Palembang, Sumselupdate.com – Buntut kekecewaan dari 18 PAC PPP Palembang setelah sebelumnya sempat dinonaktifkan di kepengurusan yang baru namun dipulihkan lagi oleh Mahkamah Partai, kini masuk meja hijau.

Read More

Dimana ke-13 dari 18 ketua PAC PPP Palembang itu mengajukan gugatan ke PN Palembang Klas 1 A Khusus itu dilakukan lantaran putusan mahkamah partai yang memulihkan status mereka sebagai pengurus anak cabang partai namun tak dijalan oleh DPC PPP Palembang, DPW PPP Sumsel dan DPP PPP itu sendiri.

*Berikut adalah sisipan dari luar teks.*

PR #313, opened 2024-01-26
fixed incorrect parameters in documentation

Revilum:
I'm not sure how exactly the `query` parameter works exactly, but the source code for `client.lines` requires the parameter `query` and checks if the string is empty.

### DIFF
--- a/docs/lines.md
+++ b/docs/lines.md
@@ -1,4 +1,4 @@
-# `lines([opt])`
+# `lines(query, [opt])`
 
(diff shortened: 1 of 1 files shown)


derhuerst:
Thanks!

Unfortunately, AFAIK it is HAFAS-endpoint-specific what can be passed into `query`, so I haven't properly documented it. If you want, you're very welcome to document some examples with some specific profile(s).

derhuerst:
@Revilum Do you still want to add some examples here? Otherwise I'll merge this as-is.

Revilum:
I have only tried this with the nah.sh endpoint (which requires it) but yes you can merge this if you want.

PR #314, opened 2024-03-20
DB: support "best price search"

### LINKED ISSUE #291: DB: support "best price search"
Both the *Deutsche Bahn* (DB) website as well as their app have a feature called "best price search" or "Bestpreissuche", which works just like the regular `journeys()` (`TripSearch` in HAFAS), except that it returns the lowest-price journeys for each time bracket.

The details of this `BestPriceSearch` call are documented at https://github.com/juliuste/db-prices/issues/33#issuecomment-1538776446 . It's response data looks like the one of a `TripSearch` call, but it also has a field `res.outDaySegL` that groups the journeys in `res.outConL[]` into time brackets.

Not sure how this functionality should be exposed:
- We could let `journeys()` always parse & expose a grouping/bracketing of journeys as soon as the HAFAS response contains it. A DB-specific `opt.bestPriceSearch` option would use `BestPriceSearch` and `outTime: "000000"`.
- Within the DB profile, we could implement it as an entirely separate `hafas-client` method. It would have to share much of the logic with `journeys()`. Currently, we don't have a mechanism to let profiles add methods though.

---

pyhafas equivalent Issue: https://github.com/FahrplanDatenGarten/pyhafas/issues/26

derhuerst:
@bergmannjg I went ahead and created a WIP PR.

Fixes #291.


index.js
```diff
@@ -245,7 +245,79 @@ const createClient = (profile, userAgent, opt = {}) => {
...
+			jnyFltrL: filters,
+			getTariff: !!opt.tickets,
+
+			getPolyline: !!opt.polylines
+		}
+		query.outDate = profile.formatDate(profile, when)
+
+		const {res, common} = await profile.request({profile, opt}, userAgent, {
+			cfg: {polyEnc: 'GPA'},
+			meth: 'BestPriceSearch',
```
derhuerst, line 302: I assume this call is only supported by the DB HAFAS endpoint?
If that is the case, we should make it `db`-profile-only (need to think about how).
If that is not the case, let's keep it in here, but also check *which* endpoints actually support it.

bergmannjg: I checked with cli.js that BestPriceSearch is only valid for the db profile.

> If that is the case, we should make it db-profile-only

Maybe it is sufficient to add a test that the current profile is the db profile.

It is ok that bestPrices is part of the optional api for hafasclient like trip or radar?

parse/bestprice.js
```diff
@@ -0,0 +1,26 @@
...
+			.map(i => journeys.find(j => j.refreshToken == res.outConL[i].ctxRecon))
+			.filter(j => Boolean(j))
+		: [];
+
+	const amount = outDaySeg.bestPrice.amount / 100;
+	const currency = bpjourneys?.[0]?.price?.currency;
+
+	const result = {
+		journeys: bpjourneys,
+		fromDate: profile.parseDateTime(ctx, outDaySeg.fromDate, outDaySeg.fromTime),
```
derhuerst, line 16: Given that these two fields also contain a time (that is not always `00:00`, according to the test fixture), I propose renaming them to either `{from,to}DateTime` or just `{from,to}`. What do you think?

index.js
```diff
@@ -268,6 +269,88 @@ const createClient = (profile, userAgent, opt = {}) => {
 		};
 	};
 
+	const bestPrices = async (from, to, opt = {}) => {
+		from = profile.formatLocation(profile, from, 'from');
+		to = profile.formatLocation(profile, to, 'to');
+
+		opt = Object.assign({
+			via: null, // let journeys pass this station?
+			transfers: -1, // maximum nr of transfers
```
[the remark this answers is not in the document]
bergmannjg: > Are there more options that BestPriceSearch supports that are not listed here?

I think the options for BestPriceSearch are via, transfers, transferTime, bike, products and trfReq. Added missing option transferTime.

index.js
```diff
@@ -268,6 +270,87 @@ const createClient = (profile, userAgent, opt = {}) => {
...
+		}
+
+		let when = new Date();
+		if (opt.departure !== undefined && opt.departure !== null) {
+			when = new Date(opt.departure);
+			if (Number.isNaN(Number(when))) {
+				throw new TypeError('opt.departure is invalid');
+			}
+			const now = new Date();
+			let today = DateTime.fromObject({
```
derhuerst, line 300: Sorry, even though I told you to do it this way, I *think* this isn't correct either: For example, if `profile.timezone` is `Europe/Berlin`, the timezone-naive `now` is `2024-05-06T00:30+01:00` because it runs on a machine in `Europe/London`, then this will create a Berlin-timezone timestamp for the next day.

I can think of a least two options, the latter being the more straightforward one IMO:

1. Change `now` to be timezone-aware, so that `now.{year, month,day}` are correct.
2. Just use one chain of `DateTime` calls, as illustrated below.

Also, while implicitly casting `today` to a `number` below works, it would be cleaner to add `.toMillis()`.

```js
const today = DateTime
	.fromMillis(Date.now(), {
		zone: profile.timezone,
		locale: profile.locale,
	})
	.startOf('day')
	.toMillis()
```

index.js
```diff
@@ -268,6 +269,88 @@ const createClient = (profile, userAgent, opt = {}) => {
...
+		}
+
+		let when = new Date();
+		if (opt.departure !== undefined && opt.departure !== null) {
+			when = new Date(opt.departure);
+			if (Number.isNaN(Number(when))) {
+				throw new TypeError('opt.departure is invalid');
+			}
+			const now = new Date();
+			const today = new Date(now.getFullYear(), now.getMonth(), now.getDate());
```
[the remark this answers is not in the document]
derhuerst: see https://github.com/public-transport/hafas-client/pull/314#discussion_r1590392396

Sidang perdana gugatan perdata terkait keputusan pemecatan ke-18 Ketua PAC PPP se-Kota Palembang dipimpin hakim ketua Agung Ciptoadi, SH, MH.

Namun sidang itu ditunda, lantaran perwakilan Dewan Pengurus Pusat (DPP) PPP selaku tergugat III tidak hadir karena belum menerima relaas (panggilan sidang) ketua majelis hakim. Dan diagendakan ulang pada 17 Juli 2023 mendatang.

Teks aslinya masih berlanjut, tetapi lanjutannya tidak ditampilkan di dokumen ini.